TRY IT: From the line that includes "services/horizon: Properly validate" to the closing line of the data, please transcribe every line exactly and add nothing.

THE DATA:
***
PR #4152, opened 2021-12-22
services/horizon: Properly validate the history archive URLs

### LINKED ISSUE #4141: services/horizon: Improve error message when HISTORY_ARCHIVE_URLS is empty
***
FINISHED EXERCISE:
services/horizon: Properly validate the history archive URLs

### LINKED ISSUE #4141: services/horizon: Improve error message when HISTORY_ARCHIVE_URLS is empty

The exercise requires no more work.